The yields of ethanes formed in reactions such as 7 from ethylene ion precursors do not directly give us the yield of the ethylene ion, since this ion can also undergo an H⁻ (or D⁻) transfer reaction with propane:

$${\text{C}}_2{\text{D}}_4^{+}+{\text{C}}_3{\text{D}}_8\to {\text{C}}_2{\text{D}}_5+{\text{C}}_3{\text{D}}_7^{+}$$ (8)

to form an ethyl radical, which in these experiments will be scavenged. However, in one experiment H₂S was added to C₃D₈ irradiated with 21.2 eV photons. In this system, the deuterated ethyl radical formed in reaction 8 will react with H₂S to form C₂D₅H:

$${\text{C}}_2{\text{D}}_5+{\text{H}}_2\text{S}\to {\text{C}}_2{\text{D}}_5\text{H}+\text{HS}$$ (9)

while all other ethane-forming reactions will give fully deuterated ethane, C₂D₆. From the observed yield of C₂D₅H, it could be deduced that for an ethylene ion reacting with propane-d₈, the ratio of D⁻/D₂⁻ transfer reactions is 0.9. This value is in reasonably good agreement with the results of Sieck and Searles [33], who recently ascribed a value of 0.8 to this ratio on the basis of results obtained in the NBS high pressure photoionization mass spectrometer. (They found that the ratio of H⁻/H₂⁻ transfer reactions for ethylene ions reacting with C₃H₈ was 1.15.) On this basis, we can estimate ion pair yields for the ethylene ion generated in the 16.7–16.8 eV photolysis or the 21.2 eV photolysis of propane of about 0.22 and 0.08, respectively. The corresponding ion pair yields of ethylene ions generated in a mass spectrometer by collision with metastable neon and helium atoms are 0.20 and 0.17. Because the methane formed in the photolysis of C₃H₈-C₃D₈ (1:1) mixture contains very little partially deuterated product, it must be formed almost exclusively in the unimolecular decompositions:

$${\text{C}}_3{\text{H}}_8^{+}\to {\text{CH}}_4+{\text{C}}_2{\text{H}}_4^{+}$$ (10)

$${\text{C}}_3{\text{H}}_7^{+}\to {\text{CH}}_4+{\text{C}}_2{\text{H}}_3^{+}.$$ (11)

Process (11) and/or further decomposition of ${\text{C}}_2{\text{H}}_4^{+}$ formed in process (10) must be of importance in view of the fact that the estimated quantum yields of ${\text{C}}_2{\text{H}}_4^{+}$ are lower than the quantum yield of molecular methane (table 2).
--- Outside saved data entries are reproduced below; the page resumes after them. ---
PR #11412, opened 2023-06-01
[MFT,MUON] Fix tracker and fwd matcher workflow for zero B field

robincaron13:
Hi @shahor02, this is the fix needed here https://alice.its.cern.ch/jira/browse/O2-3759 for running the global-fwd-matching workflow on zero B field data.

### DIFF
--- a/Detectors/ITSMFT/MFT/workflow/src/TrackerSpec.cxx
+++ b/Detectors/ITSMFT/MFT/workflow/src/TrackerSpec.cxx
@@ -263,9 +263,9 @@ void TrackerDPL::run(ProcessingContext& pc)
     }
 
   } else {
-    LOG(info) << "Field is off! ";
+    LOG(debug) << "Field is off! ";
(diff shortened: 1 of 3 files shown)


Detectors/ITSMFT/MFT/workflow/src/TrackerSpec.cxx
```diff
@@ -263,24 +263,34 @@ void TrackerDPL::run(ProcessingContext& pc)
     }
 
   } else {
+    LOG(info) << "Field is off! ";
     std::vector<std::vector<o2::mft::ROframe<TrackLTFL>>> roFrameVec(mNThreads); // One vector of ROFrames per thread
+    LOG(info) << "Reserving ROFs ";
```
shahor02: could you change these logs to debug level?

shahor02 (commented):
looks fine, could you just remove excessive logs, see below.

Detectors/ITSMFT/MFT/workflow/src/TrackerSpec.cxx
robincaron13: done, thanks.

shahor02 (approved):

From studies on CD₃CH₂CD₃, the fragmentation of the propane ion to form an ethylene ion (process 10) is known to occur through two mechanisms. The lower energy process (A.P. = 11.8 eV) [34] is a 1,3 elimination of methane from the propane ion:

$${\text{CD}}_3{\text{CH}}_2{\text{CD}}_8^{+}\to {\text{CD}}_4+{\text{CD}}_2{\text{CH}}_2^{+}$$ (12)

and the higher energy process (A.P. = 12.2 eV) [34] is a 1,2 elimination:

$${\text{CD}}_3{\text{CH}}_2{\text{CD}}_3^{+}\to {\text{CD}}_3\text{H}+{\text{C}}_2{\text{D}}_3{\text{H}}^{+}$$ (13)
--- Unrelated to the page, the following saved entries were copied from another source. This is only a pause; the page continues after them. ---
PR #11417, opened 2023-06-01
[MCH] add plots + print statistics + compare if ROFs are different

pillot:


Detectors/MUON/MCH/Evaluation/src/CompareTask.h
```diff
@@ -39,21 +39,24 @@ class CompareTask
...
             const std::list<ExtendedTrack>& tracks1,
             const std::list<ExtendedTrack>& tracks2);
 
-  std::list<ExtendedTrack> getExtendedTracks(const ROFRecord& rof,
-                                             gsl::span<const TrackMCH> tfTracks,
-                                             gsl::span<const Cluster> tfClusters);
+  void getExtendedTracks(const ROFRecord& rof,
+                         gsl::span<const TrackMCH> tfTracks,
+                         gsl::span<const Cluster> tfClusters,
+                         std::list<ExtendedTrack>& tracks);
```
aphecetche: I'm not so sure to understand why you changed the signature of this function ? Generally I much prefer a `getXXX` function to actually return what it is supposed to "get" instead of using a function parameter for that...

pillot: To avoid copying the list of tracks from one function to the other then into the new list created outside. I am not sure the compiler elide them, in particular the last copy.

aphecetche: well, I could be wrong, but I doubt the memory management of that particular list is the bottleneck of the comparison code :wink: (and if performance was an issue, we would also/instead have to challenge the choice of a list versus a vector for instance) 
But now the function is no longer pure (there's a side effect on tracks) and so it opens up new questions that I can only answer looking at the function code, e.g. is the tracks list reset by the function ? So IMO the function is less easy to reason about.
(and it would also complicate its usage in a multithreading situation, but ok, that's not really our business anyways :wink:)
Unless you (strongly) object, I would prefer to revert that change.

pillot: I don't strongly object ;')

aphecetche (approved):

PR #11419, opened 2023-06-02
Move away from deprecated FairMQ API

ktf:


ktf:
Keep it draft until we are happy with FairMQ 1.5.0

ktf:
I think FLP yesterday asked to hold on this. Did I miss something?

davidrohr:
Ah, didn't see that, perhaps...
Sorry...
But we are updating O2 today anyway, hopefully that will work out. And we are using it in production on the EPNs already. Worst case we can revert it :)

ktf:
> Worst case we can revert it :)

Yeah, I was hoping to avoid some conflicts I have with something in my PR pipeline...

PR #11425, opened 2023-06-02
correction of the  M46J carbon density

frmanso:
Decrease of the M46J carbon density from 1.84 to 1.48 (bug writting the density).


robincaron13 (approved):

shahor02:
trivial, merging

PR #11428, opened 2023-06-02
TPC interpolation store seed BEFORE changing it

martenole:
I want to store the track parameters of the seeding track (ITS outer parameter), so this must be done before the seed is manipulated of course


martenole:
Failure unrelated, merging

PR #11430, opened 2023-06-02
Avoid ROOT warning in EMCAL calib

martenole:
We see some errors in the IL which are actually ROOT warnings written to stderr and therefore picked up by our stderr monitor:

E	3	00:07:47.506		STDERR	stderr/calib-emcalchannel-badch	2fd1hDtUD6h	537421	stderr: Warning in <TFile::Append>: Replacing existing TH1: hist (Potential memory leak).

This is because o2::utils::TH2FFromBoost assigns by default the name "hist" to the histogram it returns.

That was not a real issue. This simply fixes the warning.


mfasDa:
@jokonig Please review! I also think this should not be a problem, since it is streaming the current state to disk replacing the old histogram is fine (it should be overwritten)

jokonig (approved):

martenole:
Failure unrelated, merging

PR #11432, opened 2023-06-02
Enable using CCDB VDrift in TPC Digitizer

shahor02:
@chiarazampolli @sawenzel let me know if this should be merged to avoid conflicts with ongoing/planned MCs.
Note that although the vdrift provided from the command line as `TPCGasParam.DriftV` ConfigurableParam overrides the vdrift from the CCDB, the CCDB object is still always loaded and its new part, the time offset, is applied unless it is in turn overridden from the command line by `TPCDetParam.DriftTimeOffset` ConfigurableParam.

### DIFF
--- a/Steer/DigitizerWorkflow/src/TPCDigitizerSpec.cxx
+++ b/Steer/DigitizerWorkflow/src/TPCDigitizerSpec.cxx
@@ -246,7 +246,7 @@ class TPCDPLDigitizerTask : public BaseDPLDigitizer
     auto& cdb = o2::tpc::CDBInterface::instance();
     cdb.setUseDefaults(!mUseCalibrationsFromCCDB);
     // whatever are global settings for CCDB usage, we have to extract the TPC vdrift from CCDB for anchored simulations
-    //    mTPCVDriftHelper.extractCCDBInputs(pc);
+    mTPCVDriftHelper.extractCCDBInputs(pc);
     if (mTPCVDriftHelper.isUpdated()) {
       const auto& vd = mTPCVDriftHelper.getVDriftObject();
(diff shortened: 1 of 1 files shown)


chiarazampolli:
Hello @shahor02 ,

Thanks! i will try this on Monday. 
for the time offsets: for now 22cdef take the vdrift as config param, so for those we should switch off the offset in digitization, right? Or is the behavior consistent in sim and reco?
as a remark, the BC shift is never applied in MC, of course. 

in general, this PR should not affect any ongoing MC, since it is sw, and we don’t change version while running.

chiara

shahor02:
I've tested, it seems to work as expected. With the tag containing this PR  both the VDrift proper and the t0 offset will be loaded from CCDB object. As I wrote, `TPCGasParam.DriftV=...` passed from the command line will override only VDrift, but the t0 from the CCDB object will be used unless it is also overridden via `TPCDetParam.DriftTimeOffset=0`. That said, if one provides from the command line only  `TPCGasParam.DriftV=...` *both* in simulation and reconstruction, the t0 offset from the CCDB object will be used consistently in both of them.

Conversely, with current tags if you pass the DriftV from the command line in sim/rec. it will use default t0=0 in sim, but in the rec. it will use whatever t0 it gets from the CCDB object. This is irrelevant for 22cdef since they don't have t0-calibrated objects, but for the 2022 periods with VDrift provided by Alex we should either use the new tag or to override `TPCDetParam.DriftTimeOffset=0` both in sim and rec.

chiarazampolli:
Hello @shahor02 , 
I think we should merge this and start testing it in view of 500 kHz MC.
Thanks!
Chiara

PR #11645, opened 2023-07-10
DPL: signpost update

ktf:
This is a revamped version of the Signpost tracing support. It's actually now quite usable to either investigate cases in which there are nested debug intervals.

On macOS by default is produces the os_signposts which can then be visualised in instruments. For example single stepping in the test_Signpost results in:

It is of interest then that the observed ratio CD₃H/CD₄ (table 4) indeed increases from 0.69 at 16.7–16.8 eV to 0.76 at 21.2 eV. In an earlier study [34], it was noted that ${\text{CD}}_3{\text{CH}}_2{\text{CD}}_3^{+}$ ions generated by charge exchange with Xe⁺ ions (12.1–13.4 eV) underwent processes 12 and 13 to give a CD₃H/CD₄ ratio of 0.35.

Table 4.

Photolysis of CD₃CH₂CD₃; isotopic composition of methane

Photon Energy	CD3H/CD4
16.7−16.8 eV	0.69
21.2 eV	.76

Pressure = 3 torr.

5 percent O₂ added.

Because the ethylene and propylene contain large fractions of partially deuterated products (table 3), it is evident that an important mode of formation of these products is bimolecular ion-molecule reactions such as, for instance:

$${\text{C}}_2{\text{D}}_3^{+}+{\text{C}}_3{\text{H}}_8\to {\text{C}}_2{\text{D}}_3\text{H}+{\text{C}}_3{\text{H}}_7^{+}$$ (14)

$${\text{C}}_3{\text{D}}_5^{+}+{\text{C}}_3{\text{H}}_8\to {\text{C}}_3{\text{D}}_5\text{H}+{\text{C}}_3{\text{H}}_7^{+}$$ (15)

Reaction 14 is thought to proceed through formation of a condensation ion, ${\text{C}}_5{\text{D}}_3{\text{H}}_8^{+}$, which will dissociate to form other partially deuterated ethylenes besides C₂D₃H [27]. Reaction 15 is a simple hydride transfer reaction.

For a more detailed discussion on the neutral end-product resulting from ion-molecule reactions we refer the reader to earlier studies [5, 18, 27, 32, 35].